山岳トンネルの工事では、吹き付けコンクリートとロックポルトを使って、周囲の岩盤もトンネルの一部として生かす「NATM工法」が標準になっていますが、土木の中でも特に“経験工学”が求められる分野です。
大林組は「支保工」と呼ばれるトンネル内面の支持材の間隔や大きさなどを決めるため、現場での判断が難しいときは社内の専門部署にいる地質学の専門家による総合的な評価を仰いでいました。
切り羽の写真を3つに分割し、切り羽の強度、風化変質、割れ目の状態や間隔、走向傾斜、湧水量、劣化度合いの7項目を評価するという方法です。しかし人的リソースに頼るため、評価に時間と労力を要するのが課題でした。
そこで同社は
ナ、ナ、ナ、ナント、
AIのディープラーニング
によって、地質学の専門家と同等の評価を、早く、高精度に行えるようにする切り羽評価システムの開発を進めているのです。
これまで、風化変質や割れ目の状態、間隔の3項目について、70カ所の工事現場から集めた1035枚の切り羽画像と専門家の評価結果を、AIに学習させました。
ディープラーニングのモデルには、2012年に行われた画像認識のコンテスト「ILSVRC2012」で優勝した実績のある「Alex Net」を採用しました。システムの開発には、マスワークスが協力しています。
これまでの学習によって、切り羽評価システムは専門家の判断に対して、風化地質(4分類)で87%、割れ目状態(5分類)で89%、割れ目間隔(5分類)で69%という的中率をたたき出しています。
同社は1990年代前半から画像処理や、AIのエキスパートシステムなどを山岳トンネル分野に導入してきましたが限界がありました。それに比べて、ディープラーニングは着実に成果を出していますね。
ディープラーニングを使うことで、切り羽を細かく分けて評価し、切り羽の変状や崩落に対する処置を行えるというメリットもあります。
このシステムでは切り羽の写真を227×227ピクセルごとに分け、それぞれの領域について評価するからです。

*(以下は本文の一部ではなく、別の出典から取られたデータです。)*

Issue #3270, opened 2025-02-06
Leave out the execution step in sender chains.


afck:
When downloading sender chains, omit the execution step. Only verify and update the outboxes.

Sonioskoyi:
Good luck

PR #3989, opened 2025-05-22
Don't execute sender chains

afck:
## Motivation

When the client verifies incoming messages to its own chains, it doesn't need the sender chain's execution state, so computing the block execution there is unnecessary work.

Eventually we want to go even further and avoid even downloading some of the sender chain's blocks (see https://github.com/linera-io/linera-protocol/issues/3969).

## Proposal

As a preparation for #3969, we introduce an `unexecuted_blocks` map to the chain state: It maps block heights that are higher than `next_block_height`, i.e. haven't been executed yet, to block hashes.

We don't purge empty outboxes anymore. When updating the outboxes, we make sure that we haven't skipped any messages and compare to the next height to schedule: That allows us to update some outboxes even for loose blocks, ahead of execution.

For now we still download all blocks of the sender chain. Skipping any will be done in a future PR.
However, we now add them as loose blocks and don't execute them.

## Test Plan

CI

## Release Plan

## Links

- Closes https://github.com/linera-io/linera-protocol/issues/3270.

### DIFF
--- a/linera-base/src/data_types.rs
+++ b/linera-base/src/data_types.rs
@@ -13,6 +13,7 @@ use std::{
     hash::Hash,
     io, iter,
     num::ParseIntError,
+    ops::{Bound, RangeBounds},
     path::Path,
     str::FromStr,
 };
@@ -490,6 +491,32 @@ impl TryFrom<BlockHeight> for usize {
 impl From<u64> for BlockHeight {
     fn from(value: u64) -> Self {
         Self(value)
+    }
+}
+
+/// Allows converting [`BlockHeight`] ranges to inclusive tuples of bounds.
+pub trait RangeExt {
+    /// Returns the range as a tuple of inclusive bounds.
+    /// If the range is empty, returns `None`.
+    fn to_inclusive(&self) -> Option<(BlockHeight, BlockHeight)>;
+}
+
+impl<T: RangeBounds<BlockHeight>> RangeExt for T {
+    fn to_inclusive(&self) -> Option<(BlockHeight, BlockHeight)> {
+        let start = match self.start_bound() {
+            Bound::Included(height) => *height,
+            Bound::Excluded(height) => height.try_add_one().ok()?,
+            Bound::Unbounded => BlockHeight(0),
+        };
+        let end = match self.end_bound() {
+            Bound::Included(height) => *height,
+            Bound::Excluded(height) => height.try_sub_one().ok()?,
+            Bound::Unbounded => BlockHeight::MAX,
+        };
+        if start > end {
+            return None;
+        }
+        Some((start, end))
     }
 }
 
--- a/linera-base/src/data_types.rs
+++ b/linera-base/src/data_types.rs
@@ -488,13 +488,13 @@ impl TryFrom<BlockHeight> for usize {
 }
 
 /// Allows converting [`BlockHeight`] ranges to inclusive tuples of bounds.
-pub trait RangeExt {
+pub trait BlockHeightRangeBounds {
     /// Returns the range as a tuple of inclusive bounds.
     /// If the range is empty, returns `None`.
     fn to_inclusive(&self) -> Option<(BlockHeight, BlockHeight)>;
 }
 
-impl<T: RangeBounds<BlockHeight>> RangeExt for T {
+impl<T: RangeBounds<BlockHeight>> BlockHeightRangeBounds for T {
     fn to_inclusive(&self) -> Option<(BlockHeight, BlockHeight)> {
         let start = match self.start_bound() {
             Bound::Included(height) => *height,
--- a/linera-chain/src/chain.rs
+++ b/linera-chain/src/chain.rs
@@ -280,7 +280,7 @@ where
     pub outbox_counters: RegisterView<C, BTreeMap<BlockHeight, u32>>,
 
     /// Blocks that have been verified but not executed yet, and that may not be contiguous.
-    pub unexecuted_blocks: MapView<C, BlockHeight, CryptoHash>,
+    pub other_blocks: MapView<C, BlockHeight, CryptoHash>,
 }
 
 /// Block-chaining state.
@@ -943,12 +943,12 @@ where
             &block.body.messages,
         )?;
         self.confirmed_log.push(hash);
-        self.unexecuted_blocks.remove(&block.header.height)?;
+        self.other_blocks.remove(&block.header.height)?;
         Ok(())
     }
 
     /// Applies a block without executing it. This only updates the outboxes.
-    pub async fn apply_unexecuted_block(
+    pub async fn process_block_without_executing(
         &mut self,
         block: &ConfirmedBlock,
     ) -> Result<(), ChainError> {
@@ -958,7 +958,7 @@ where
             return Ok(());
         }
         self.process_outgoing_messages(block).await?;
-        self.unexecuted_blocks.insert(&block.header.height, hash)?;
+        self.other_blocks.insert(&block.header.height, hash)?;
         Ok(())
     }
 
@@ -1104,7 +1104,7 @@ where
         };
         for height in start.max(next_height).0..=end.0 {
             hashes.push(
-                self.unexecuted_blocks
+                self.other_blocks
                     .get(&BlockHeight(height))
                     .await?
                     .ok_or_else(|| {
@@ -1160,7 +1160,7 @@ where
                         })?)
                     }
                     Some(height) => {
-                        Some(self.unexecuted_blocks.get(&height).await?.ok_or_else(|| {
+                        Some(self.other_blocks.get(&height).await?.ok_or_else(|| {
                             ChainError::InternalError("missing entry in unexecuted_blocks".into())
                         })?)
                     }
--- a/linera-chain/src/chain.rs
+++ b/linera-chain/src/chain.rs
@@ -280,7 +280,7 @@ where
     pub outbox_counters: RegisterView<C, BTreeMap<BlockHeight, u32>>,
 
     /// Blocks that have been verified but not executed yet, and that may not be contiguous.
-    pub other_blocks: MapView<C, BlockHeight, CryptoHash>,
+    pub preprocessed_blocks: MapView<C, BlockHeight, CryptoHash>,
 }
 
 /// Block-chaining state.
@@ -943,22 +943,20 @@ where
             &block.body.messages,
         )?;
         self.confirmed_log.push(hash);
-        self.other_blocks.remove(&block.header.height)?;
+        self.preprocessed_blocks.remove(&block.header.height)?;
         Ok(())
     }
 
-    /// Applies a block without executing it. This only updates the outboxes.
-    pub async fn process_block_without_executing(
-        &mut self,
-        block: &ConfirmedBlock,
-    ) -> Result<(), ChainError> {
+    /// Adds a block to `preprocessed_blocks`, and updates the outboxes where possible.
+    pub async fn preprocess_block(&mut self, block: &ConfirmedBlock) -> Result<(), ChainError> {
         let hash = block.inner().hash();
         let block = block.inner().inner();
-        if block.header.height < self.tip_state.get().next_block_height {
+        let height = block.header.height;
+        if height < self.tip_state.get().next_block_height {
             return Ok(());
         }
         self.process_outgoing_messages(block).await?;
-        self.other_blocks.insert(&block.header.height, hash)?;
+        self.preprocessed_blocks.insert(&height, hash)?;
         Ok(())
     }
 
@@ -1104,11 +1102,11 @@ where
         };
         for height in start.max(next_height).0..=end.0 {
             hashes.push(
-                self.other_blocks
+                self.preprocessed_blocks
                     .get(&BlockHeight(height))
                     .await?
                     .ok_or_else(|| {
-                        ChainError::InternalError("missing entry in unexecuted_blocks".into())
+                        ChainError::InternalError("missing entry in preprocessed_blocks".into())
                     })?,
             );
         }
@@ -1159,11 +1157,9 @@ where
                             ChainError::InternalError("missing entry in confirmed_log".into())
                         })?)
                     }
-                    Some(height) => {
-                        Some(self.other_blocks.get(&height).await?.ok_or_else(|| {
-                            ChainError::InternalError("missing entry in unexecuted_blocks".into())
-                        })?)
-                    }
+                    Some(height) => Some(self.preprocessed_blocks.get(&height).await?.ok_or_else(
+                        || ChainError::InternalError("missing entry in preprocessed_blocks".into()),
+                    )?),
                     None => None,
                 };
                 // Schedule only if no block is missing that sent something to the same recipient.
--- a/linera-chain/src/chain.rs
+++ b/linera-chain/src/chain.rs
@@ -277,6 +277,9 @@ where
     /// Number of outgoing messages in flight for each block height.
     /// We use a `RegisterView` to prioritize speed for small maps.
     pub outbox_counters: RegisterView<C, BTreeMap<BlockHeight, u32>>,
+
+    /// Blocks that have been verified but not processed yet, and that may not be contiguous.
+    pub loose_blocks: MapView<C, BlockHeight, CryptoHash>,
 }
 
 /// Block-chaining state.
@@ -418,9 +421,6 @@ where
                 // Important for the test in `all_messages_delivered_up_to`.
                 self.outbox_counters.get_mut().remove(&update);
             }
-        }
-        if outbox.queue.count() == 0 {
-            self.outboxes.remove_entry(target)?;
         }
         #[cfg(with_metrics)]
         metrics::NUM_OUTBOXES
@@ -942,6 +942,7 @@ where
             &block.body.messages,
         )?;
         self.confirmed_log.push(hash);
+        self.loose_blocks.remove(&block.header.height)?;
         Ok(())
     }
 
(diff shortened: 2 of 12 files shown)


linera-core/src/client/mod.rs
```diff
@@ -1971,7 +2073,10 @@ impl<Env: Environment> ChainClient<Env> {
                 for certificate in certificates.into_values() {
                     let hash = certificate.hash();
                     let mode = ReceiveCertificateMode::AlreadyChecked;
-                    if let Err(e) = client.receive_certificate(certificate, mode, None).await {
+                    if let Err(e) = client
+                        .receive_loose_certificate(certificate, mode, None)
+                        .await
+                    {
                         warn!("Received invalid certificate {hash}: {e}");
```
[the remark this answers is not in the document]
afck: Good point; since the signatures have already been checked this should really only fail if a quorum of validators is faulty. I'll make it an `error!`.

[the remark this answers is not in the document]
afck: Although… we haven't checked if they're from the right chain ID. We probably should. Will add that…

linera-chain/src/chain.rs
```diff
@@ -942,6 +943,22 @@ where
             &block.body.messages,
         )?;
         self.confirmed_log.push(hash);
+        self.unexecuted_blocks.remove(&block.header.height)?;
+        Ok(())
+    }
+
+    /// Applies a loose block without executing it. This only updates the outboxes.
```
ma2bd: There are a few instance of `loose` left in the comments here and below.

linera-chain/src/chain.rs
```diff
@@ -277,6 +278,9 @@ where
     /// Number of outgoing messages in flight for each block height.
     /// We use a `RegisterView` to prioritize speed for small maps.
     pub outbox_counters: RegisterView<C, BTreeMap<BlockHeight, u32>>,
+
+    /// Blocks that have been verified but not executed yet, and that may not be contiguous.
```
ma2bd, line 282: Looks like we also execute the outgoing messages for those blocks. Right?

ma2bd: It seems to me that the blocks are "partially executed" instead of "unexecuted".

linera-core/src/chain_worker/state/attempted_changes.rs
```diff
@@ -415,6 +415,53 @@ where
         Ok((info, actions))
     }
 
+    /// Processes a loose block without executing it.
```
ma2bd: Partially execute a confirmed block?

linera-core/src/client/mod.rs
```diff
@@ -2860,18 +2976,33 @@ impl<Env: Environment> ChainClient<Env> {
...
+            .await
+    }
+
+    /// Processes loose certificate for which this chain is a recipient.
+    #[instrument(
+        level = "trace",
+        skip(certificate),
+        fields(certificate_hash = ?certificate.hash()),
+    )]
+    async fn receive_unexecuted_certificate(
```
ma2bd: It's not "unexecuted" just yet here, it is?
Maybe `receive_sender_certificate` or `receive_certificate_for_partial_execution` ?

linera-core/src/local_node.rs
```diff
@@ -308,8 +321,12 @@ where
         let futures = chain_ids
             .into_iter()
             .map(|chain_id| async move {
-                let local_info = self.chain_info(*chain_id).await?;
-                Ok::<_, LocalNodeError>((*chain_id, local_info.next_block_height))
+                let chain = self.chain_state_view(*chain_id).await?;
+                let mut next_height = chain.tip_state.get().next_block_height;
+                while chain.unexecuted_blocks.contains_key(&next_height).await? {
+                    next_height.try_add_assign_one()?;
+                }
```
ma2bd: This is a bit scary in terms of performance but maybe ok for now

linera-chain/src/chain.rs
```diff
@@ -1094,12 +1140,35 @@ where
...
+                    }
+                    Some(height) => {
+                        Some(self.unexecuted_blocks.get(&height).await?.ok_or_else(|| {
+                            ChainError::InternalError("missing entry in unexecuted_blocks".into())
+                        })?)
+                    }
+                    None => None,
+                };
+                // Schedule only if no block is missing that sent something to the same recipient.
+                if prev_hash.as_ref() != block.body.previous_message_blocks.get(target) {
```
ma2bd, line 1166: We cannot mark the block as partially executed then, do we?

linera-chain/src/chain.rs
```diff
@@ -1113,6 +1182,31 @@ where
     }
 }
 
+trait RangeExt {
+    /// Returns the range as a tuple of inclusive bounds.
+    /// If the range is empty, returns `None`.
+    fn to_inclusive(&self) -> Option<(BlockHeight, BlockHeight)>;
+}
+
+impl<T: RangeBounds<BlockHeight>> RangeExt for T {
```
ma2bd: maybe this belong to `linera-base`?

linera-chain/src/chain.rs
afck: I'd say "executing" a block means updating the chain's execution state. After https://github.com/linera-io/linera-protocol/pull/3695 that's also the only thing `ChainStateView::execute_block` actually does.

The separate `apply_confirmed_block` updates outboxes, state hash and chain manager, which are outside of the execution state and don't have to be in sync with it.

Maybe we need a different word for `apply`, but I'd say these blocks are all unexecuted.

linera-core/src/local_node.rs
afck: I think we'll need to add something like a `MapView::indices_in_range` method that returns all the block heights in a given range.

linera-chain/src/chain.rs
afck: Originally I had called this collection `loose_blocks` (see renaming discussion), and it was meant to list the blocks in storage that we haven't applied to the execution state yet.

What `process_outgoing_messages` is doing now is: update all outboxes where possible, given the set of blocks we do have. (Currently that will always be all of them, but when the blocks are actually sparse, it won't.)
For some recipients (like the one that caused us to download the sender chain) we will update the outbox because we have all the necessary ancestor blocks. For others we won't, and possibly never will.

Anyway, this collection was never meant to mark anything as "partially executed". It only points to sparse blocks that are later than the current execution state, and which _may_ have partially applied to the outboxes. `process_outgoing_messages` is also idempotent now, so there's no need to store other information about the progress.

linera-core/src/client/mod.rs
afck: I renamed it to `receive_sender_certificate`… although that's not correct for all cases, since we'll also download certificates to verify blobs.

linera-chain/src/chain.rs
ma2bd: If a block is skipped here between of missing sparse-ancestors, then we provide the missing blocks later, do we need to "apply" the initial block again?

afck: Yes, we do.
So if we have two tracked chains receiving messages from the same sender chain, we'll apply the blocks that send to both twice.

linera-chain/src/chain.rs
afck: Done in https://github.com/linera-io/linera-protocol/pull/3989/commits/bb4f788166ee59a12f9be8ac72dc78ac3b00a7bf.

linera-core/src/local_node.rs
Twey: Maybe a TODO in case we forget?

linera-chain/src/chain.rs
```diff
@@ -942,6 +943,22 @@ where
             &block.body.messages,
         )?;
         self.confirmed_log.push(hash);
+        self.unexecuted_blocks.remove(&block.header.height)?;
```
deuszx: I'm bit confused - this collection is called _unexecuted blocks_ and we remove a block from it but it's still NOT executed.

linera-chain/src/chain.rs
```diff
@@ -942,6 +943,22 @@ where
...
+        Ok(())
+    }
+
+    /// Applies an unexecuted block without executing it. This only updates the outboxes.
```
deuszx: Since _apply_ is a bit overloaded (and undefined) term maybe we can just leave the second sentence of the comment?

"Processes outgoing messages and adds the block to the unexecuted_blocks collection"

Also, it would be nice to explain here why this method even exist (i.e. when processing outgoing messages w/o executing the block is useful) but I don't know yet how to put that into words nicely.

linera-chain/src/chain.rs
```diff
@@ -1067,6 +1084,35 @@ where
         Ok(())
     }
 
+    pub async fn block_hashes(
```
deuszx, line 1087:
```suggestion
    /// Returns a vector of continuous and inclusive (on both ends) unexecuted block hashes for the given block height range.
    /// Returns an error if we're missing block for any of the block heights.
    pub async fn unexecuted_block_hashes(
```
?

linera-chain/src/chain.rs
afck: We only call `apply_confirmed_block` after executing it; maybe this function should now be called `apply_executed_block`.

linera-base/src/data_types.rs
```diff
@@ -486,6 +487,32 @@ impl TryFrom<BlockHeight> for usize {
     }
 }
 
+/// Allows converting [`BlockHeight`] ranges to inclusive tuples of bounds.
+pub trait RangeExt {
```
ma2bd: nit: Either `RangeExt<T>: RangeBounds<T>` then replace `BlockHeight` by `T` OR rename `RangeExt` into `BlockHeightRangeExt` or `BlockHeightRangeBounds`.

linera-chain/src/chain.rs
ma2bd: `process` ?

linera-chain/src/chain.rs
ma2bd: The negation in `unexecuted` is not ideal. Better call them `applied_blocks` or `processed_blocks` IMHO so the invariant is clear (e.g. "blocks that have been applied")

linera-core/src/client/mod.rs
ma2bd: I still see `receive_unexecuted_certificate` here which is not good.

linera-core/src/worker.rs
```diff
@@ -880,6 +890,45 @@ where
...
 
+    /// Applies an unexecuted block without executing it. This does not update the execution state, but
+    /// can create cross-chain messages and store blobs. It also does _not_ check the signatures;
+    /// the caller is responsible for checking them using the correct committee.
+    #[instrument(skip_all, fields(
+        nick = self.nickname,
+        chain_id = format!("{:.8}", certificate.block().header.chain_id),
+        height = %certificate.block().header.height,
+    ))]
+    pub async fn fully_process_unexecuted_certificate_with_notifications(
```
ma2bd: The "unexecuted" concept is not ideal. This is visible in the sentence: "Applies an unexecuted block without executing it."

What's happening is:
* we have a (normal confirmed) block
* we choose not to execute it for some reason (e.g. we only care about messages and events created by this block)
* instead we only apply/process/XXX it
* it becomes an applied/processed/XXXed block

linera-base/src/data_types.rs
afck: Unfortunately the standard library has no trait for types with a minimum and maximum value, so we can't make it generic. ~Maybe just `BlockHeightRange` then?~ (Edit: name collision!) I'll call it `BlockHeightRangeBounds`. :+1:

linera-core/src/worker.rs
afck: Yes, but once the chain is actually sparse, the block won't even be "fully applied/processed/XXXed": We might do that again (_still_ without executing it) to add more messages from the same block to the outbox later. And since the only things we actually do with it—adding messages to the outbox, and storing blobs—are idempotent, it's not that important that we remember that it was partially processed.

It matters a bit more that these blocks have not been executed yet, but on the other hand, that's obvious from the `next_block_height`. So this map view really just serves as an index of other stored blocks (apart from the ones in `confirmed_log`, which are exactly the executed ones).

Maybe just `other_blocks` then? And I'll change the method names and comments (I had just use find-and-replace to go from "loose block" to "unexecuted block", but that doesn't make sense in some places.)

linera-chain/src/chain.rs
afck: It returns both executed and unexecuted ones. I'll update the comment.

linera-core/src/local_node.rs
afck: I don't know yet what exactly we'll need instead of this, but I added a TODO pointing to #3969 anyway.

linera-chain/src/chain.rs
afck: I called them `other_blocks` for now, but we can discuss alternatives. If you prefer `applied_blocks` or `processed_blocks` I can rename it, but in a sense they're only _partially_ applied/processed, at least when it comes to the outbox.

linera-chain/src/chain.rs
```diff
@@ -1067,6 +1084,37 @@ where
...
+            let usize_start = usize::try_from(start)?;
+            let usize_end = usize::try_from(end.min(last_height))?;
+            self.confirmed_log.read(usize_start..=usize_end).await?
+        } else {
+            Vec::new()
+        };
+        for height in start.max(next_height).0..=end.0 {
+            hashes.push(
+                self.other_blocks
+                    .get(&BlockHeight(height))
```
deuszx, line 1106: In theory, `height` here could have already pushed a block hash to `hashes` in the previous iteration - from `self.confirmed_log` - right?

linera-chain/src/chain.rs
```diff
@@ -1094,12 +1142,35 @@ where
...
         let recipients = block.recipients();
         let block_height = block.header.height;
+        let next_height = self.tip_state.get().next_block_height;
 
         // Update the outboxes.
         let outbox_counters = self.outbox_counters.get_mut();
         let targets = recipients.into_iter().collect::<Vec<_>>();
         let outboxes = self.outboxes.try_load_entries_mut(&targets).await?;
-        for mut outbox in outboxes {
+        for (mut outbox, target) in outboxes.into_iter().zip(&targets) {
```
deuszx, line 1149: Just a note from the reviewer's perspective:

You added couple dozens of non-trivial code here to a function, without any explanation or "introduction". To be honest I have no idea what to expect - what I'm reading. I have to read it, reverse-engineer its purpose and then try to understand/come up WHY this is here specifically.

It'd be much easier if this loop was preceded with a short comment.

linera-chain/src/chain.rs
```diff
@@ -1094,12 +1142,35 @@ where
...
+                            ChainError::InternalError("missing entry in unexecuted_blocks".into())
+                        })?)
+                    }
+                    None => None,
+                };
+                // Schedule only if no block is missing that sent something to the same recipient.
+                if prev_hash.as_ref() != block.body.previous_message_blocks.get(target) {
+                    continue;
+                }
+            }
```
deuszx, line 1169: This whole loop is like a guard, checking if we should execute the 2 lines below it. Can we extract to a function? Then it could be as simple as:
```rust
outboxes.into_iter().zip(&targets).filter(<guard>).for_each(<schedule>)
```

linera-core/src/chain_worker/state/attempted_changes.rs
```diff
@@ -414,6 +414,53 @@ where
...
+
+        let required_blob_ids = block.required_blob_ids();
+        let created_blobs: BTreeMap<_, _> = block.iter_created_blobs().collect();
+        let blobs_result = self
+            .state
+            .get_required_blobs(block.required_blob_ids(), &created_blobs)
+            .await
+            .map(|blobs| blobs.into_values().collect::<Vec<_>>());
+
+        if let Ok(blobs) = &blobs_result {
```
deuszx, line 439: What hapens if `blob_result` is `Err`? i.e. that we have some blobs missing. You don't seem to report that to the caller.

linera-core/src/chain_worker/state/attempted_changes.rs
```diff
@@ -414,6 +414,53 @@ where
...
+        if tip.next_block_height > block.header.height {
+            // We already processed this block.
+            return self.state.create_network_actions().await;
+        }
+
+        let required_blob_ids = block.required_blob_ids();
+        let created_blobs: BTreeMap<_, _> = block.iter_created_blobs().collect();
+        let blobs_result = self
+            .state
+            .get_required_blobs(block.required_blob_ids(), &created_blobs)
```
deuszx, line 435: You already have the `required_blob_ids` above 👀

afck:
As discussed I renamed it to `preprocessed_blocks`.

linera-core/src/client/mod.rs
```diff
@@ -336,6 +336,22 @@ impl<Env: Environment> Client<Env> {
         stop: BlockHeight,
     ) -> Result<Option<Box<ChainInfo>>, ChainClientError> {
         let mut last_info = None;
+        // First load any blocks from local storage, if available.
+        let mut hashes = Vec::new();
+        {
+            let chain = self.local_node.chain_state_view(chain_id).await?;
+            while start < stop {
```
bart-linera: Should we update `start` here? To something like max(start, current_chain_tip)? (After all, if `start` is lower than the tip, we should have everything we need in between, and the getting of preprocessed blocks below will fail, because the block at `start` is already processed, not just preprocessed.)

afck: Hmm… we actually don't even need to pass in the next block height, since we always want to start from the current tip.

~And we shouldn't return a chain info, because the caller is interested in the highest _downloaded_ block, not the `next_block_height`. I'll fix that.~ (Edit: No, in this function we _do_ fully process certificates.)

deuszx (commented):
I had an in-progress review that I didn't finish

linera-core/src/chain_worker/state/attempted_changes.rs
afck: We do `blobs_result?` below. We just need to make sure we store the blob states first, so we accept the blobs if we receive them.

linera-chain/src/chain.rs
afck: I tried, but the filter function would not only have to be `async`, but also use `&self` as well as `&outbox`. The problem is that `self` is already borrowed mutably, so that doesn't work.

deuszx: Thanks for checking

linera-chain/src/chain.rs
afck: No, `usize_end` is at most `next_height - 1`, so the two ranges are disjoint.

そのため、500万画素のカメラでは約70領域、1000万画素のカメラだと
約130領域に細分化
して評価できるのです。
言い換えると、切り羽内に分布する弱点を自動的に発見するシステムでもあるということですね。
大林組はこれからもディープラーニングによる教育を進めて、2017年度内には7つの評価項目をもとにしたシステムを設計し、実証などをへて2018年度にはさらに高精度の切り羽評価システムを完成させる予定です。
いよいよ、「専門家」の同僚や弟子として、コンピューターくんが働く時代になってきました。知的作業の労働生産性もますます高まりそうです。